Two of the most well-known sites for online poker players today are PokerStars and Poker Table Ratings. PokerStars is the largest and most popular online poker room out there today, and Poker Table Ratings is the most popular data mining site for online poker players right now. The two have been going at it for years now though, as PokerStars has been attempting to get PokerTableRatings.com (PTR) to stop using information from their site. PTR would record hands on their tables and put the information on their site for players to use, and apparently Stars is so fed up with it that they have decided to take legal action.

According to the Head of Home Games at PokerStars, Lee Jones, the massive online poker site has decided to send a “Cease and Desist” letter to PTR, meaning that they need to simply stay away, and also that they are breaching the terms and conditions of their software. He also stated that they have a “team of lawyers in multiple jurisdictions to follow up”. This of course is the largest step that PokerStars has made to this point in their attempt to stop Poker Table Ratings from getting information from their site and sharing it on their own site.

The idea behind PTR is that they record cash game and Sit-N-Go histories from different sites and networks, and put them on their website in different databases that players are able to search through to get information. Players are allowed to go onto the site and search for different players that they’ve gone up against, or even their own stats if they choose to, but are only allowed to do so a specific number of times daily for free. There is also an option for “premium” access, which means that you can pay a fee and get additional searches each day. The trackings will give information like how much money specific people have won or lost at games and at specific limits, the number of hands that they’ve played, and many other statistics are available as well. The general idea is to help players know what they are up against in opponents.
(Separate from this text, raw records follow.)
PR #971, opened 2026-08-20
feat: track whether the caller ever spoke on a call

MujeerAhmed:
Linear: BOLNA-2464

## What

Adds `TaskManager.user_spoke` — `False` by default, flipped to `True` the moment the caller's own words land in conversation history as a user turn. It ships on the conversation task's output dict as `user_spoke`, next to `ended_by_assistant`.

Set at every path where a real caller turn is appended:
- the streaming transcriber turn in `_handle_transcriber_output`
- the LanguageSwitcher idle-flush turn (locked-pool ASR produced nothing, the detector heard the caller)
- the s2s realtime `InputTranscript` event
- the turn-based / text conversation path

Deliberately **not** set by synthetic user turns — the `[silence] User was silent for Ns` message the stall watchdog injects via `_inject_and_run_llm` is a nudge to the LLM, not the caller speaking. So a call where only the agent ever spoke stays `False`.

## Why

Post-call analysis that needs a two-sided transcript (dispositions, in the dashboard-backend) currently runs on calls where the callee never said a word, so the whole transcript is the agent's opening line. Any verdict from that is noise. Consumers need a reliable "was this one-sided?" signal, and inferring it from the transcript can't distinguish a real user turn from an injected one.

Paired with bolna-ai/dashboard-backend, which uses the flag to skip dispositions on one-sided calls for opted-in accounts.

## Notes

Read-only addition — nothing branches on the flag inside bolna.


bolna/agent_manager/task_manager.py
puneet-bolna, line 5122: This path never sets user_spoke, so a caller who did speak comes out as False.
 When EndOfTurn arrives after an eager EOT, we reuse the speculative LLM and skip _handle_transcriber_output entirely (your own comment on line 5145 says as much) — and that method is the only place the flag gets set. Meanwhile the caller's turn is already sitting in history from line 5022, since self.history is just conversation_history.messages (property on 1144). So the transcript has both sides but the flag says one-sided, and dashboard-backend ends up skipping dispositions on a real conversation.

bolna/agent_manager/task_manager.py
```diff
@@ -3985,6 +3989,7 @@ async def _process_conversation_task(self, message, sequence, meta_info):
         self._append_eager_llm_stub(meta_info)
 
         if self.turn_based_conversation:
+            self.user_spoke = True
```
puneet-bolna: Minor, but in turn-based mode this catches turns the caller didn't make.

It runs for every _process_conversation_task, and two of those aren't the user: the [silence] nudge from _inject_and_run_llm (7181), which the PR description says should stay excluded, and _generate_proactive (2939), which fires with empty content and whose comment literally says "without adding a user message". The nudge is reachable here because the watchdog gate on 8190 is not turn_based or enforce_streaming.

MujeerAhmed: moved it out of _process_conversation_task to _listen_llm_input_queue — that only ever carries real typed input, so the silence nudge and _generate_proactive both drop out.

bolna/agent_manager/task_manager.py
MujeerAhmed: moved it to where eager_user_row gets appended, so the flag lands whether or not EndOfTurn goes through _handle_transcriber_output.

puneet-bolna (approved):

PR #972, opened 2026-08-21
perf: trim the graph routing hop and keep its prompt prefix cacheable

san0808:
The routing hop runs serially before the answering LLM on every turn of a graph agent, and it is a non-streaming full completion, so it pays for every output token rather than just time-to-first-token. Measured across two days of production graph-agent traffic (26,880 routing calls), it is p50 716ms, p90 1002ms, against a p50 369ms time-to-first-token for the answering call it precedes.

Two things were making it worse than it needs to be.

**The rationale is generated after the decision it explains.** Routing is a tool call with `tool_choice: "required"`, so the decision is the function name. `reasoning` and `confidence` are arguments inside that function, emitted after the name is already committed. The rationale therefore cannot influence the choice, and nothing downstream reads it except the observability payload. It is the median 110 characters of a 43-token response, roughly 64% of the output tokens, at about 6 to 7ms per token. It is now opt-in via `GRAPH_ROUTING_REASONING=true` for debugging a misrouting agent; `confidence` stays, since it is a couple of tokens.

Interestingly, many people are curious about where PokerStars stands in this situation in terms of their legal options, but according to their Terms and Conditions, this falls completely against them. It states exactly that “PokerStars prohibits those External Player Assistance Programs which are designed to provide an “Unfair Advantage” to players.” The issue that really is coming from all of this is the fact that PokerStars feels that these types of sites give an additional edge to the professional players, or the “regulars”, and could be a disadvantage to recreational players who just play for fun and aren’t able to take as much from the information potentially. PokerStars definitely does not want to drive away their recreational players, because they are a huge part of the success of the site as well.

The outcome of this situation will definitely be one to keep your eye on moving forward, and it’s one that could get messy if both sides aren’t careful!